You can no longer post new replies to this discussion. If you have a question you can start a new discussion

i got really weird test result of memory barrier on Cortex A9

Parents
  • Note: This was originally posted on 28th November 2011 at http://forums.arm.com

    @isogen74, thank you very much for your reply. i can understand most of your points, but for the last one, i can not make it clearly enough, can you please correct me?

    1. int1 and int2 use the different cache line(suppose they are in index 0 and index 1 cache lines):
    (1). int1 and int2 are both equal 10.
    (2). int1 is in cache line index 0 of cpu1, and int2 is in cache line index 1 of cpu1.
    (3). int1 is in cache line index 0 of cpu0, and int2 is in cache line index 1 of cpu0.
    (4). suppose at this point, cpu1 write add 1 to int1, this will update cache line index 0 of cpu1, and ask cpu0 to invalidate the cache line index 0 of cpu0, after this step the int1 is 11, i think this step should done by hardware automatically, right?
    (5). suppose cpu0 start to read int1, because cache line index 0 is invalidated in step 4, so cpu0 should get value from memory.at alst it gets the value 11.
    (6). suppose cpu0 is busy doing other bus traffic, and delayed to get the next int2 value.
    (7). cpu1 start to update int2, the same as step (4), after this step, int2 is 11, and the cache line index 1 of cpu0 is invalidated.
    (8). cpu1 update int1 to 12, and then update int2 to 12, after that , both cache line index 0 and index 1 are invalidated in cpu0.
    (9). now cpu0 start to get value of int2, it try to get from memory, and fill cache line index 1. at last it get the value 12 , and trigger the kenel panic.

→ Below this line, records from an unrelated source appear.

PR #275, opened 2019-03-08
1051 Fixed if the accrediting provider is null or empty default it to 'N'

defong:
### Context
accrediting provider is null or empty 

Fixed if the accrediting provider is null or empty default it to 'N'


defong:
[Provider API issues flagged by UCAS: null accrediting_provider](https://trello.com/c/QviFruXI/1051-provider-api-issues-flagged-by-ucas-null-accreditingprovider)

misaka:
Are there tests to go along with this?

defong:
> Are there tests to go along with this?

No, its the same vein as https://github.com/DFE-Digital/manage-courses-api/pull/270

misaka:
> > Are there tests to go along with this?
> 
> No, its the same vein as #270

That's reassuring.

defong:
> > > Are there tests to go along with this?
> > 
> > 
> > No, its the same vein as #270
> 
> That's reassuring.

That's why I requested approval from you...

Options

1. Let this be
2. Add a whole test suite for xls and csv file integration
3. Move this code further out, to find a place to test it, don't really solve 2
4. Move this to ruby

misaka:
Can we see how many providers' records will be changed by this?

I suspect it will be 0, in which case I'm happy to merge. If it's more than that I think we double-check with @benilovj to check his understanding of the data we have.

defong:
> Can we see how many providers' records will be changed by this?
> 
> I suspect it will be 0, in which case I'm happy to merge. If it's more than that I think we double-check with @benilovj to check his understanding of the data we have.

I can confirm that it is zero, so in additional to this, its seems we have rogue/orphan data as a current concern.

PR #276, opened 2019-03-11
[1013] Set course.changed_at

timabell:
To match logic for provider.changed_at

* Bring test course/enrichment codes into line now that we are testing
interaction with the course record.

### Context
Incremental api in https://github.com/DFE-Digital/manage-courses-backend/ requires this field to be set to include modified records.

### Guidance to review

:ship:


timabell:
[updated course changed_at when course published](https://trello.com/c/IfvMUVbY/1013-updated-course-changedat-when-course-published)

PR #281, opened 2019-03-25
[1133] Add manage_courses_backend__key env var to VSTS

tvararu:
### Context

This will be used by manage-courses-backend in order to trigger republishing.

Terraform prior art: https://github.com/DFE-Digital/bat-infrastructure/pull/119

### Guidance to review

I don't understand VSTS very well so don't know if adding this without going and poking the interface to define a value for `manageCoursesBackendKey` will cause everything to break.

### DIFF
--- a/azure/template.json
+++ b/azure/template.json
@@ -156,6 +156,12 @@
             "metadata": {
                 "description": "Connection string for Sentry monitoring."
             }
+        },
+        "manageCoursesBackendKey": {
+            "type": "string",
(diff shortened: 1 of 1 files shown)


tvararu:
[Config in Manage Courses Backend for bearer token auth with Manage Courses API](https://trello.com/c/i9USTN0k/1133-config-in-manage-courses-backend-for-bearer-token-auth-with-manage-courses-api)

PR #283, opened 2019-03-26
[1132] Added endpoint to be able to publish a course

defong:
### Context
Endpoint to be able to publish a course

Added `/api/Publish/internal/course/{providerCode}/{courseCode}` as a endpoint
Accepting a body ```{ "email": "string" }```

Expected return response `Bad request` or
```{  "result": true|false }```

### Guidance to review

This is almost the same as 
https://github.com/DFE-Digital/manage-courses-api/blob/0640a280f75e5d2fff0daee437432a3c772d57a7/src/ManageCourses.Api/Controllers/PublishController.cs#L37

apart lacking a call to  `_enrichmentservice.PublishCourseEnrichment(providerCode, courseCode, name);`

So when the endpoint is called it will send either a minimum course or a course using the latest existing published enrichment.

image

### CODE REVIEW

**Comment by defong** [comment]
[Manage Courses API endpoint for triggering course-republishing](https://trello.com/c/ooKtcota/1132-manage-courses-api-endpoint-for-triggering-course-republishing)

File: tests/ManageCourses.Tests/SmokeTests/BackendInternalApiEndpointTests.cs [hunk 1]
```diff
@@ -0,0 +1,121 @@
...
+    /// <summary>
+    /// These tests poke the http endpoints of the api whilst the api is running in a
+    /// a captive web host.
+    /// </summary>
+    [TestFixture]
+    [Category("Smoke")]
+    [Explicit]
+    public partial class BackendInternalApiEndpointTests : ApiSmokeTestBase
+    {
+        private const string Email = "feddie.krueger@example.org";
```
tvararu: spooky

src/ManageCourses.Api/Controllers/PublishController.cs
```diff
@@ -42,6 +44,25 @@ public async Task<ActionResult> PublishCourseToSearchAndCompare(string providerC
...
+        /// </summary>
+        /// <returns>boolean indicating success/failure</returns>
+        [HttpPost]
+        [Route("internal/course/{providerCode}/{courseCode}")]
+        [ProducesResponseType(typeof(bool), 200)]
+        [ProducesResponseType(400)]
+        [ProducesResponseType(404)]
+        [ExemptFromAcceptTerms]
+        [BackendApiTokenAuth]
+        public async Task<ActionResult> PublishCourseToSearchAndCompare(string providerCode, string courseCode, [FromBody]BackendRequest request)
```
timabell: I think we should give it a different name rather than overloading `PublishCourseToSearchAndCompare()`

How about `JustPushCourseToSearchAndCompare()`

src/ManageCourses.Api/Model/BackendRequest.cs
```diff
@@ -0,0 +1,7 @@
+namespace GovUk.Education.ManageCourses.Api.Model
+{
+    public class BackendRequest
```
timabell: add code doc to the class explaining why we need this

src/ManageCourses.Api/Controllers/PublishController.cs
defong: The need for verboseness?

src/ManageCourses.Api/Model/BackendRequest.cs
defong: More verboseness?

Its simply a dto for complex type to serve the mvc frameframe in order to understand that the body of the json that it receives needs to map to the class property.

ie everything that is under 
GovUk.Education.ManageCourses.Api.Model namespace

tests/ManageCourses.Tests/SmokeTests/BackendInternalApiEndpointTests.cs
defong: sourced from the `ApiEndpointTests` stems from all the nightmare we all have

src/ManageCourses.Api/Controllers/PublishController.cs
defong: `Publish Course To Search And Compare` vs
`Just Push Course To Search And Compare` where by the latter is fundamental the same as the former?

timabell: It's just a suggested name, the key thing is I think the overload provides opportunity for future confusion.

src/ManageCourses.Api/Model/BackendRequest.cs
timabell: It would make the PR easier to review and the code easier to understand in the future. Up to you if you're not keen.

minor.

src/ManageCourses.Api/Controllers/PublishController.cs
timabell: I'd like distinct names before I give this the thumbs up

src/ManageCourses.Api/Model/BackendRequest.cs
defong: Not keen

src/ManageCourses.Api/Controllers/PublishController.cs
defong: You can have `InternalPublishCourseToSearchAndCompare`

PR #286, opened 2019-04-01
[1225] Pass in correct enrichment status on Course model

tvararu:
### Context

This will be used in the UI when displaying the courses table, as currently there is insufficient information to decide if a course is in a draft status or not.


src/ManageCourses.Domain/Models/Course.cs
```diff
@@ -61,7 +61,7 @@ public Course()
         public IEnumerable<Site> Sites { get => CourseSites != null && CourseSites.Any() ? CourseSites.Select(x => x.Site) : null; }
 
         [NotMapped]
-        public EnumStatus? EnrichmentWorkflowStatus { get; set; }
+        public WorkflowStatus? EnrichmentWorkflowStatus { get; set; }
```
defong: Can you slap a comment, along the lines that if its null then it was not set

ie the DataService.xxx is the only method that should be setting...

Just in case we need to revisit/build on this

tvararu: Done

PR #288, opened 2019-04-04
1231 set course running

defong:
### Context

When publishing a course for an opted-in provider we need to make sure that the ucas statuses `course_site.publish` and `course_site.status`  are updated so that the course will be included in publishing to "find" and will be available on the ucas apply system.

* `course_site.publish` can be `Y`or `N`
* `course_site.status` can be new, running, discontinued or suspended (`N`,`R`,`D`,`S`)

Logic for publishing is:

* If opted-in and status is `N` or `R` set publish to `Y`
* If opted-in and status is `N` set status to `R`

Leave these fields alone for all other combinations.


defong:
[The publish button sets a new course to running](https://trello.com/c/oDsV5mO9/1231-the-publish-button-sets-a-new-course-to-running)

src/ManageCourses.Api/Services/TransitionService.cs
```diff
@@ -0,0 +1,36 @@
...
+
+            if (optedInNewCourse != null)
+            {
+                foreach(var cs in optedInNewCourse.CourseSites)
+                {
+                    cs.Publish = "Y";
+                    cs.Status = "R";
+                }
+
+                _context.Save();
```
misaka: Just to check, seeing as I'm not familiar with .NET Core, this save here will update the context but not the DB, is that right? So this change won't be saved to the DB until `_searchAndCompareService.SaveCourse(providerCode, courseCode, name);` finishes in the `PublishController`?

I'm just double-checking that if an enrichment validation fails, or any other validation really, this update won't actually be persisted to the DB.

src/ManageCourses.Api/Services/TransitionService.cs
```diff
@@ -0,0 +1,36 @@
...
+            _context = context;
+        }
+
+        public void UpdateNewCourse(string providerCode, string courseCode, string email)
+        {
+            var optedInNewCourse = _context.GetCourse(providerCode, courseCode, email)
+                .FirstOrDefault(c =>
+                    c.Provider.OptedIn &&
+                    c.CourseSites != null &&
+                    c.CourseSites.All(cs => cs.Status.Equals("n", StringComparison.InvariantCultureIgnoreCase)));
```
benilovj: So I think this mean that if a course has a mixture of `new` and `discontinued` CourseSites, it's not gonna be set to running. This means the following test will fail:

```
Given course
with site 1 which is new
and site 2 which is suspended
when 'update new course' is called
then site 1 is running and publish='y'
and site 2 is suspended
```

@fofr do you agree with the above test?

defong:
How about I just round it off as 

Given a course with at least 1 new unpublished/published site
when 'update new course' is called
then the all new unpublished sites is running and publish='y'

Given a course with no new unpublished site
when 'update new course' is called
then no change


@fofr @benilovj  @misaka

timabell:
note to self - needs a test to make sure it *doesn't* change status for non-opted-in providers (if that isn't in here somewhere already)

tests/ManageCourses.Tests/ImporterTests/DbBuilders/CourseType.cs
```diff
@@ -0,0 +1,18 @@
...
+using System;
+
+namespace GovUk.Education.ManageCourses.Tests.ImporterTests.DbBuilders
+{
+    internal enum CourseType
+    {
+        NewUnpublished,
+        NewPublished,
+        SuspensedUnpublished,
+        SuspensedPublished,
```
timabell: `s/Suspensed/Suspended/`

src/ManageCourses.Api/Controllers/PublishController.cs
```diff
@@ -38,6 +40,9 @@ public async Task<ActionResult> PublishCourseToSearchAndCompare(string providerC
         {
             var name = this.User.Identity.Name;
 
+            // update course status from new to running only if provider is opted in
```
timabell: maybe rename method or move to xml-doc on the method

src/ManageCourses.Api/Services/TransitionService.cs
```diff
@@ -0,0 +1,48 @@
...
+    public class TransitionService : ITransitionService
+    {
+        private IManageCoursesDbContext _context;
+
+        public TransitionService(IManageCoursesDbContext context)
+        {
+            _context = context;
+        }
+
+        private bool OnlyNewOrRunningAndUnpublished(CourseSite courseSite)
```
timabell: public methods first

timabell:
discussed briefly with @misaka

    2. int1 and int2 use the same cache line(suppose both of them are in index 0)
    (1). int1 and int2 are both equal 10.
    (2). int1 and int2 are in cache line index 0 of cpu1.
    (3). int1 and int2 are in cache line index 0 of cpu0.
    (4). suppose at this point, cpu1 write add 1 to int1, this will update cache line index 0 of cpu1, and ask cpu0 to invalidate the cache line index 0 of cpu0, after this step the int1 is 11, i think this step should done by hardware automatically, right?
    (5). suppose cpu0 start to read int1, because cache line index 0 is invalidated in step 4, so cpu0 should get value from memory.at alst it gets the value 11.
    (6). suppose cpu0 is busy doing other bus traffic, and delayed to get the next int2 value.
    (7). cpu1 start to update int2, the same as step (4), after this step, int2 is 11, and the cache line index 0 of cpu0 is invalidated.
    (8). cpu1 update int1 to 12, and then update int2 to 12, these two actions will update the same cache line of cpu1, and will ask the cpu0 to invalidate the same cache line, but what is the difference between this step and the step 1.(8) ? 
    (9). now cpu0 start to get value of int2, it try to get from memory, and fill cache line index 0. at last it get the value 12 , and trigger the kenel panic.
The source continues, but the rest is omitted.